BEGIN DATA TO EXAMINE
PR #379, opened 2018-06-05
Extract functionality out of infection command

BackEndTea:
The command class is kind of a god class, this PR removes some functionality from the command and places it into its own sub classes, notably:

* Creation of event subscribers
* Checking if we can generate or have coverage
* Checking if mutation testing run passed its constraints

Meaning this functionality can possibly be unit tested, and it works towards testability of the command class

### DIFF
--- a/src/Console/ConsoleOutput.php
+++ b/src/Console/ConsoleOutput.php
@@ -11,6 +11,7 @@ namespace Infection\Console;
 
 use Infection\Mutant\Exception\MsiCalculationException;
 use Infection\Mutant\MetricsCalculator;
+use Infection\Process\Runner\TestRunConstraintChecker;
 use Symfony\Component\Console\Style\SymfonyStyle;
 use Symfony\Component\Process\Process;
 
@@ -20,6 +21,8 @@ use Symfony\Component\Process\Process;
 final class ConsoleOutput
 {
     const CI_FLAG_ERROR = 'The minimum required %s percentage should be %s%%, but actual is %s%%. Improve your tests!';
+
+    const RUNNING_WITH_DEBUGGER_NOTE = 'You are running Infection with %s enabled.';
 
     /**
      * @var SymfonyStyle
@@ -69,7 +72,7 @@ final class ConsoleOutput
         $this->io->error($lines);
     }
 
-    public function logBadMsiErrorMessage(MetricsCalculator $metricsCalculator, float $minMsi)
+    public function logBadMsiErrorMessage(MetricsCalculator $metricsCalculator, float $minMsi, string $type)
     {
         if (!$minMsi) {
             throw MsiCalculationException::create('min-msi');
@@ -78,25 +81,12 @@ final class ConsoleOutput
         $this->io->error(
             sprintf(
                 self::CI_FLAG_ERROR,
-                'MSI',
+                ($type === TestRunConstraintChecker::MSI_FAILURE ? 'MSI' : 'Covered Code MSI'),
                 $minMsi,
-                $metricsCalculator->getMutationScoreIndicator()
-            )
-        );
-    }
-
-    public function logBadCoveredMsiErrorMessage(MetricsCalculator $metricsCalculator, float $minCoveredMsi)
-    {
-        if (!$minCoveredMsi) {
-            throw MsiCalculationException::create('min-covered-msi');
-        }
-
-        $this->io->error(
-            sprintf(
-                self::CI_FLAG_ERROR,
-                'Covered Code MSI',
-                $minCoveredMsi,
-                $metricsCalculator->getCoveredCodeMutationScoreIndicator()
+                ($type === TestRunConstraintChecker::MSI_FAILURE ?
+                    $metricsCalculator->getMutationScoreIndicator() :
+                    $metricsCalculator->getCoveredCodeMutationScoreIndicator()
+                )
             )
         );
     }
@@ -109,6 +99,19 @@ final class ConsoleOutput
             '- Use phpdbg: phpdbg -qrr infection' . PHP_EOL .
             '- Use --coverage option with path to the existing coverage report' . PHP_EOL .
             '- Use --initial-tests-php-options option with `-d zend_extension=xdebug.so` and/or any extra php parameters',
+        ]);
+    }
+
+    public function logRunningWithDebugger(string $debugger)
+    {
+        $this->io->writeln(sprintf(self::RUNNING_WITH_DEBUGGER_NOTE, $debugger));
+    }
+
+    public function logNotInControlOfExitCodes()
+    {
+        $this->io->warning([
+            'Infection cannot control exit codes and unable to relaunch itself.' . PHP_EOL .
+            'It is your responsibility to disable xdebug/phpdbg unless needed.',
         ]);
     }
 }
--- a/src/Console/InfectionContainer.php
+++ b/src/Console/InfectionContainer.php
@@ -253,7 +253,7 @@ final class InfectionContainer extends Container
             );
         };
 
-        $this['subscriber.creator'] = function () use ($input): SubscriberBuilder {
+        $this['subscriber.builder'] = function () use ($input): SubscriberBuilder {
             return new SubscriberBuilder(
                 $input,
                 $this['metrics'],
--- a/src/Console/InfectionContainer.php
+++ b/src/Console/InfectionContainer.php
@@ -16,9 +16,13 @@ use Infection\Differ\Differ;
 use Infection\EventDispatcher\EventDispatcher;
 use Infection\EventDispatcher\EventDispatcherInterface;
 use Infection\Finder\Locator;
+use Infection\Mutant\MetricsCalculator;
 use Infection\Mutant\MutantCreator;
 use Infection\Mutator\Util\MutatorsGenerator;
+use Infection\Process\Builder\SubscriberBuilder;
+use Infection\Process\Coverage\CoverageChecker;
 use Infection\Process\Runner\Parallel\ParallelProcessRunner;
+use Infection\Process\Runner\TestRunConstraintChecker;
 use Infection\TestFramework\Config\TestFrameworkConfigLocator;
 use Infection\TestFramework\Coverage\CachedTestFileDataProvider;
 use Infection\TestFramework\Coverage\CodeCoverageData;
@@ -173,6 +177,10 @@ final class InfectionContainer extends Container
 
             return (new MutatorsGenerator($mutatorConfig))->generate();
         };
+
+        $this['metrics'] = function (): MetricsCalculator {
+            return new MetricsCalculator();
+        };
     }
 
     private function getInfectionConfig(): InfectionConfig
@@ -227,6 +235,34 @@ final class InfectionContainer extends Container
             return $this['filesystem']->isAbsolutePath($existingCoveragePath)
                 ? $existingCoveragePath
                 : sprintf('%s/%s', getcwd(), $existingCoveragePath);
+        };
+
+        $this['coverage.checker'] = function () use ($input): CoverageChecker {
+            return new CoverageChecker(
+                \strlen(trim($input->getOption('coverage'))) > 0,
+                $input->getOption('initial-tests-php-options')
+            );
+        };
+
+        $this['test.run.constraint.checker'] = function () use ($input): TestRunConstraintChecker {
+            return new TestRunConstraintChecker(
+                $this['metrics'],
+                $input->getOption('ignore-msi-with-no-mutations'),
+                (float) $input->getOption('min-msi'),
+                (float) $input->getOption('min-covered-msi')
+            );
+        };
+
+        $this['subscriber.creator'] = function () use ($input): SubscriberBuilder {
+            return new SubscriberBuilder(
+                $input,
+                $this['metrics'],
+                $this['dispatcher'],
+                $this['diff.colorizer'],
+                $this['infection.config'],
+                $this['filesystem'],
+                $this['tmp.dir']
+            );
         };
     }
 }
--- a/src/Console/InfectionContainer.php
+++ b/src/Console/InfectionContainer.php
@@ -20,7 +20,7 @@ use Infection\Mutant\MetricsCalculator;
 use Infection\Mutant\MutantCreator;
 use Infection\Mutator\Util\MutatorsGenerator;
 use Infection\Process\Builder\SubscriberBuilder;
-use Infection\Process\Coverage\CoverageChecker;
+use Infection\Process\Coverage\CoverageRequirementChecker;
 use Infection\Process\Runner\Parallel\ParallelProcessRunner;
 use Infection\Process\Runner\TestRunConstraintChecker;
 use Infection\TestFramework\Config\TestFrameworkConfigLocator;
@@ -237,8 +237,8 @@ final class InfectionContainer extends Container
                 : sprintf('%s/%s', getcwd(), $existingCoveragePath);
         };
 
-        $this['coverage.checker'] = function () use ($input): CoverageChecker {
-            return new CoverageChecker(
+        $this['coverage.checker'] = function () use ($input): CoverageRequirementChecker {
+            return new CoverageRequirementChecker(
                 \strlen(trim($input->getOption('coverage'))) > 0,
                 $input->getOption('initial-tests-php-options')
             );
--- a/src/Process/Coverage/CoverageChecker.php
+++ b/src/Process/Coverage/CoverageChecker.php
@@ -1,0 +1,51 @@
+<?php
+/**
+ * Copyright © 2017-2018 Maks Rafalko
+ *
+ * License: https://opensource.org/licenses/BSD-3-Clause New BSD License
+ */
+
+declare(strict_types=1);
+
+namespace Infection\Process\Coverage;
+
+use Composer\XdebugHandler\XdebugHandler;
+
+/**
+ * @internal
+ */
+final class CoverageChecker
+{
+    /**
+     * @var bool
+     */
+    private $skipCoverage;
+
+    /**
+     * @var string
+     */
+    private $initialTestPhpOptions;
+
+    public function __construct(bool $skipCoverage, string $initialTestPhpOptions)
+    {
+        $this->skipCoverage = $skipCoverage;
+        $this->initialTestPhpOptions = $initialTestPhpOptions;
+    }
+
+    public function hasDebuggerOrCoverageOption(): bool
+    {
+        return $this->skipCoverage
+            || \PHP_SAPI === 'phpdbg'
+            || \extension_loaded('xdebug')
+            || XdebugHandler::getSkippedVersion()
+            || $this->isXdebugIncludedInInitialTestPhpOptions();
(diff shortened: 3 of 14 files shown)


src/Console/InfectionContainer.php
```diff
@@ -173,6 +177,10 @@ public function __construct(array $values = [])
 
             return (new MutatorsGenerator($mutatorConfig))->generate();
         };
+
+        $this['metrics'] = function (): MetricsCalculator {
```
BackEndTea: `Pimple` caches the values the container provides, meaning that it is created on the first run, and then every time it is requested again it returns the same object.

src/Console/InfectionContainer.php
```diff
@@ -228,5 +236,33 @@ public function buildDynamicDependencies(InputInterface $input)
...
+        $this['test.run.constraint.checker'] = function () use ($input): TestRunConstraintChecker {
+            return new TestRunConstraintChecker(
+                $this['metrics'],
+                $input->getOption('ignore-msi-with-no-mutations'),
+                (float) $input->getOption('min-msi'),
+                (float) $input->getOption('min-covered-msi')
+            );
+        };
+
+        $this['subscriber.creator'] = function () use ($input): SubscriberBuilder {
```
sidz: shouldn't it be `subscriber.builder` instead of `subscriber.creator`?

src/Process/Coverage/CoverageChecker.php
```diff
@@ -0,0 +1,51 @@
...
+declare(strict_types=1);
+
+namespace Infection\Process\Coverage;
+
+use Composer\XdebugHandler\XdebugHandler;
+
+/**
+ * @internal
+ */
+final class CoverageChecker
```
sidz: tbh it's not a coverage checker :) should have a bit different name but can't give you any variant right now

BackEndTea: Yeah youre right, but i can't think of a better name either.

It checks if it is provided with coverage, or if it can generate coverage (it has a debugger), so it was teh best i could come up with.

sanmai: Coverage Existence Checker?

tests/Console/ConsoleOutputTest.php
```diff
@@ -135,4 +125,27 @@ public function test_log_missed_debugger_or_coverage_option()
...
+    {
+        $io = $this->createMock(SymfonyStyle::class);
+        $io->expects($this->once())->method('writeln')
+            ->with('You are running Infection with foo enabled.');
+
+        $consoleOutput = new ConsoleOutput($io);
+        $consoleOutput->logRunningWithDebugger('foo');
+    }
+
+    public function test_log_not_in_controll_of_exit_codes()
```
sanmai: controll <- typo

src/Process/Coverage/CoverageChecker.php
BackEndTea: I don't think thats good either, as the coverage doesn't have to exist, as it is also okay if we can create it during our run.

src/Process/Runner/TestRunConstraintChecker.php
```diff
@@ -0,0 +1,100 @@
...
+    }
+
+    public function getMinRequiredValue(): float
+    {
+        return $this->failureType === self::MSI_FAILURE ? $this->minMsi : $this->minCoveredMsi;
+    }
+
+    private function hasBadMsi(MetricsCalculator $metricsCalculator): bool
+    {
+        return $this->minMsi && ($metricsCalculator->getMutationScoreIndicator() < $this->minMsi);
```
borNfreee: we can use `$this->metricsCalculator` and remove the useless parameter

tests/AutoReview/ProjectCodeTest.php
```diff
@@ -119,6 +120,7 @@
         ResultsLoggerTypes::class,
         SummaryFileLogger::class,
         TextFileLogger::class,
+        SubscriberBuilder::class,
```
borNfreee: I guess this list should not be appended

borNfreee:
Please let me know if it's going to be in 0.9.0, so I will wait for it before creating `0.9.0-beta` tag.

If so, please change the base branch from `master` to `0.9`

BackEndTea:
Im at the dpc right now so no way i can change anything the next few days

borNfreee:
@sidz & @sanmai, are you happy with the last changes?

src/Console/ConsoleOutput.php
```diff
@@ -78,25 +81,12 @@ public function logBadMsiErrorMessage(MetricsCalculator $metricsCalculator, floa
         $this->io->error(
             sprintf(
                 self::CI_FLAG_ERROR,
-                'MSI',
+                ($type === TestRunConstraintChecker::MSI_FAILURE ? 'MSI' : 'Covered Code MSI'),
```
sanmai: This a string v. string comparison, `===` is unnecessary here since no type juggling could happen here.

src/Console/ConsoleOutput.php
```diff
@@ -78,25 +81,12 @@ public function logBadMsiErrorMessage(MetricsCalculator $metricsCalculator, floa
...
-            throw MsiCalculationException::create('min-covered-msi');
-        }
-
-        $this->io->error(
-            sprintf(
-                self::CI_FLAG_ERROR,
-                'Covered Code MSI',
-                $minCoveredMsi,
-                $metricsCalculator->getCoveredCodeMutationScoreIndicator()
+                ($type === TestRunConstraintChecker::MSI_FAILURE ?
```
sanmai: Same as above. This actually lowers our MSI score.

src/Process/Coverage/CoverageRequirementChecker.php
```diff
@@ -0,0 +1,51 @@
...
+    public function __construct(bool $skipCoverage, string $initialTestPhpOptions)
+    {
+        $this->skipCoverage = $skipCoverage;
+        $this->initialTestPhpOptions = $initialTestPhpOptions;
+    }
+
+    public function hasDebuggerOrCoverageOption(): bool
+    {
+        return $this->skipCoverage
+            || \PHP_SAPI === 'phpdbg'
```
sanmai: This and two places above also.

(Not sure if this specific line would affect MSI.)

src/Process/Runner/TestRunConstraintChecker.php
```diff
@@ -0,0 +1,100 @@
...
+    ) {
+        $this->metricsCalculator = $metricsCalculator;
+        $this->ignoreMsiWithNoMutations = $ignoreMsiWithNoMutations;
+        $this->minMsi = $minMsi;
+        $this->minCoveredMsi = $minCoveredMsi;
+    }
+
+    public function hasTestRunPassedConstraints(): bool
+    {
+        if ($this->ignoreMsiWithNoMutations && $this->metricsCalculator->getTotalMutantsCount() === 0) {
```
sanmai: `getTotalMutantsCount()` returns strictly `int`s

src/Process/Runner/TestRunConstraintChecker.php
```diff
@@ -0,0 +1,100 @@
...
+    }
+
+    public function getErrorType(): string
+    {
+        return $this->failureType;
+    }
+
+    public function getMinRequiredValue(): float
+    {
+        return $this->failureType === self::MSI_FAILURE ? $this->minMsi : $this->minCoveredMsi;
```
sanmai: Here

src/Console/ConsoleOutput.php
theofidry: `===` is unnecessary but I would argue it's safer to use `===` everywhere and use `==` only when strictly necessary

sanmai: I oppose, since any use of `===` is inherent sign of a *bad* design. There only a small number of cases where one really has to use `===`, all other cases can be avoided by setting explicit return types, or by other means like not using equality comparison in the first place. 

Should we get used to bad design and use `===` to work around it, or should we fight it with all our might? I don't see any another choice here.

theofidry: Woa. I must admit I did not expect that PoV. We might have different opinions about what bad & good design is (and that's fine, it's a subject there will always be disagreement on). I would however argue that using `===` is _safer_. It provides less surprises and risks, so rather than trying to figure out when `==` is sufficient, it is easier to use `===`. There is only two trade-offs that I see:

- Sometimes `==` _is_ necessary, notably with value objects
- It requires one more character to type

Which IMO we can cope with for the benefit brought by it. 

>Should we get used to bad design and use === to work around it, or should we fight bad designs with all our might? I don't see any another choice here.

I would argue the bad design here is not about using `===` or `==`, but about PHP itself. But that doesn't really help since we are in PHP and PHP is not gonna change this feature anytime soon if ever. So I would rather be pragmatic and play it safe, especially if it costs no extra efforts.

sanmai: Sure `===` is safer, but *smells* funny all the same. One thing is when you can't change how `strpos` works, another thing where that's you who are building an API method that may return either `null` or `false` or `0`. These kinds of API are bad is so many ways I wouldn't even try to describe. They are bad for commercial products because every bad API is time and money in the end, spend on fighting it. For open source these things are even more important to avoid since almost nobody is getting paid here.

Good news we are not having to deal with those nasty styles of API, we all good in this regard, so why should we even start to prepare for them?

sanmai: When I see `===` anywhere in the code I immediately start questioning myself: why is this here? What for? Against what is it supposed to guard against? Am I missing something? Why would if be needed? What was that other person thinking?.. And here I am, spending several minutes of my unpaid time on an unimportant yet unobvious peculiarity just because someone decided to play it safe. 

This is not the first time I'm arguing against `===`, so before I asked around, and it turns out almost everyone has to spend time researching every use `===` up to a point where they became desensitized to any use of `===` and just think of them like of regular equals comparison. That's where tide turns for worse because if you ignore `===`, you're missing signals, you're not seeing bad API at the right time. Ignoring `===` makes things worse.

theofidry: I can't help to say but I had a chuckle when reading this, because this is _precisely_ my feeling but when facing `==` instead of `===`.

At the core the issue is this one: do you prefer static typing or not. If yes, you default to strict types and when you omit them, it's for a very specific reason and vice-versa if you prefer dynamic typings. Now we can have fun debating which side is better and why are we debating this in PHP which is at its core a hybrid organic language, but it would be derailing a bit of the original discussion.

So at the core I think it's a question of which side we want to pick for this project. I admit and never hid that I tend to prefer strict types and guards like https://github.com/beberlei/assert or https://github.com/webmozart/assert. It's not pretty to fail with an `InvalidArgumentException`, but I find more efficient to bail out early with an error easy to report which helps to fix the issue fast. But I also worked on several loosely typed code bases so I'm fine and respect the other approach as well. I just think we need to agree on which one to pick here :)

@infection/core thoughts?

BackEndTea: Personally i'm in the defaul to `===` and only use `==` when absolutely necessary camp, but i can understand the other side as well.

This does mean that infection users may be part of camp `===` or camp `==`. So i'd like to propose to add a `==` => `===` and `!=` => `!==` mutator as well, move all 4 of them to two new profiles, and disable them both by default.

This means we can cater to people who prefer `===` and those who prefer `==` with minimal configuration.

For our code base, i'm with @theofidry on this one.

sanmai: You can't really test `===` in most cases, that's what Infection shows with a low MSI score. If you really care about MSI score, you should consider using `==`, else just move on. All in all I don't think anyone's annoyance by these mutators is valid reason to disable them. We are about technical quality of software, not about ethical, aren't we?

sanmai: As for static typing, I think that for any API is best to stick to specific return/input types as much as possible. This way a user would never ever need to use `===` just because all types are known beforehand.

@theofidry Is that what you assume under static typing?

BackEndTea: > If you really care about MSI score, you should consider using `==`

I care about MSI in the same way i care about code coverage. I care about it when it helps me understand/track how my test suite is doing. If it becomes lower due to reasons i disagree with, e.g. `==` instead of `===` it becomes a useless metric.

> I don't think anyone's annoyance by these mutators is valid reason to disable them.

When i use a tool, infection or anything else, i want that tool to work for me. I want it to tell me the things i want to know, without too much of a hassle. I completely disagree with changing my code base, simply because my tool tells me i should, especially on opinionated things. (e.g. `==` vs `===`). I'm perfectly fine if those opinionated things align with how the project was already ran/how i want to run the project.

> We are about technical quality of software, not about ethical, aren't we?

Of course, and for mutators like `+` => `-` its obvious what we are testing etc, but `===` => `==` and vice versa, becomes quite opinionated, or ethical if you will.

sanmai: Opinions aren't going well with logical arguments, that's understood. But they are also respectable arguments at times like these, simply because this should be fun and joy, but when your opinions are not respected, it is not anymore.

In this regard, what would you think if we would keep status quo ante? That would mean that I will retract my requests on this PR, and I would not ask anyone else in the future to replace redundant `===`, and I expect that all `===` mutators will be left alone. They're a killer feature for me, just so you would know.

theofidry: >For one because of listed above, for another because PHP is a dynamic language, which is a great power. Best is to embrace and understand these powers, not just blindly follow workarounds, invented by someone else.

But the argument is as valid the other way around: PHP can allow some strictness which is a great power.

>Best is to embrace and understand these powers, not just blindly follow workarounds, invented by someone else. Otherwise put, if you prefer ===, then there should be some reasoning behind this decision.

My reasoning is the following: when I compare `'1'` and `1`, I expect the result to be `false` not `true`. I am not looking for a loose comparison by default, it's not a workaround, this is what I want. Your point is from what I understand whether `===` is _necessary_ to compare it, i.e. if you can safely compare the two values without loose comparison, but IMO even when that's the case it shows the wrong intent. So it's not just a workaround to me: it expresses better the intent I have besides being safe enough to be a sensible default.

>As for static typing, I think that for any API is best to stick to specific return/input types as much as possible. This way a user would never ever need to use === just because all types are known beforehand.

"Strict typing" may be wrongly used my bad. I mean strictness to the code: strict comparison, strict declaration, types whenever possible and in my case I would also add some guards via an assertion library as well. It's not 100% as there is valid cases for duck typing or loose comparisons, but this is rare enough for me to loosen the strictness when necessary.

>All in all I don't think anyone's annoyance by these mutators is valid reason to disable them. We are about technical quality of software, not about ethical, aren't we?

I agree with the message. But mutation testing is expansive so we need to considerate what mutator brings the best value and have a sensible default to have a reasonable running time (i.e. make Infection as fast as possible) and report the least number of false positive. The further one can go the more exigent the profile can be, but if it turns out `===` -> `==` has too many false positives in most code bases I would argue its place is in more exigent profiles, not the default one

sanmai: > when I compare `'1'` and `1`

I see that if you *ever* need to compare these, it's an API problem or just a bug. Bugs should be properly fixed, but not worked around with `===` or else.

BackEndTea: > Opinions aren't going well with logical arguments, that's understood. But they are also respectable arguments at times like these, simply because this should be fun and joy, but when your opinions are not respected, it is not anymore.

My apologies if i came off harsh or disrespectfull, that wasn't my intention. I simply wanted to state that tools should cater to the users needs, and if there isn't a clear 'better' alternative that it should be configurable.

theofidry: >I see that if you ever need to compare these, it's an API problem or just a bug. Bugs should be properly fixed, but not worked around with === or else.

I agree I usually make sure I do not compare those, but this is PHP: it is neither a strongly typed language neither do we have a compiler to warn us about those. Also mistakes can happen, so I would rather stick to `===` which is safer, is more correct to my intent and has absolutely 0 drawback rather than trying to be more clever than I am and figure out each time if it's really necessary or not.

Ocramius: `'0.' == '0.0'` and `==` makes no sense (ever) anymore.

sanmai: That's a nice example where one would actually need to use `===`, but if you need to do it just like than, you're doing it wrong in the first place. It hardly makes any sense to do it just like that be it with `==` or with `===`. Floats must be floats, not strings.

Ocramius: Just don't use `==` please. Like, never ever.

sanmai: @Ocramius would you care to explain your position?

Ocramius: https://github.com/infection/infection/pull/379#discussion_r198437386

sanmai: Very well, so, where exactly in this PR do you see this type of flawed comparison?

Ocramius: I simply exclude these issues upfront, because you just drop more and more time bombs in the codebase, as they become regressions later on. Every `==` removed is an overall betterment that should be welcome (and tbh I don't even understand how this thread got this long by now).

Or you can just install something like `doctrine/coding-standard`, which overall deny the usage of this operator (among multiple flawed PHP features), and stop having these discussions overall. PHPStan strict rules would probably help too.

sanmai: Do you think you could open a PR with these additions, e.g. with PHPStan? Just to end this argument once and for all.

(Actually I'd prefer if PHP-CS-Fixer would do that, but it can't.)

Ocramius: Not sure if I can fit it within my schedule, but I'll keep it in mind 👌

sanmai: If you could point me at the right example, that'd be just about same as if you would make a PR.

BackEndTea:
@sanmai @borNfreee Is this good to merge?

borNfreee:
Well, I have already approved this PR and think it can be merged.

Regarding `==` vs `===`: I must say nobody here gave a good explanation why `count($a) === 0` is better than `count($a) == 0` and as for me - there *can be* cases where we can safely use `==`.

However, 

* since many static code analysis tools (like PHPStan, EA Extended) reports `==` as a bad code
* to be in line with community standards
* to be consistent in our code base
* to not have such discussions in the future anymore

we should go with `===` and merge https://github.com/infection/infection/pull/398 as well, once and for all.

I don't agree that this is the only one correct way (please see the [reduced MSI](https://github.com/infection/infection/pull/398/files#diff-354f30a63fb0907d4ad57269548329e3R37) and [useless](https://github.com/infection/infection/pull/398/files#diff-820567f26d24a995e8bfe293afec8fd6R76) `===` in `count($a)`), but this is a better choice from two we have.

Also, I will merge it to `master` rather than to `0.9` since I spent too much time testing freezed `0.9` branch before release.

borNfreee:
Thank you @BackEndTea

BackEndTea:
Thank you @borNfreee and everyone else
END DATA TO EXAMINE
Among the records, find every line with the word "choice" and copy it.

Should we get used to bad design and use `===` to work around it, or should we fight it with all our might? I don't see any another choice here.
>Should we get used to bad design and use === to work around it, or should we fight bad designs with all our might? I don't see any another choice here.
I don't agree that this is the only one correct way (please see the [reduced MSI](https://github.com/infection/infection/pull/398/files#diff-354f30a63fb0907d4ad57269548329e3R37) and [useless](https://github.com/infection/infection/pull/398/files#diff-820567f26d24a995e8bfe293afec8fd6R76) `===` in `count($a)`), but this is a better choice from two we have.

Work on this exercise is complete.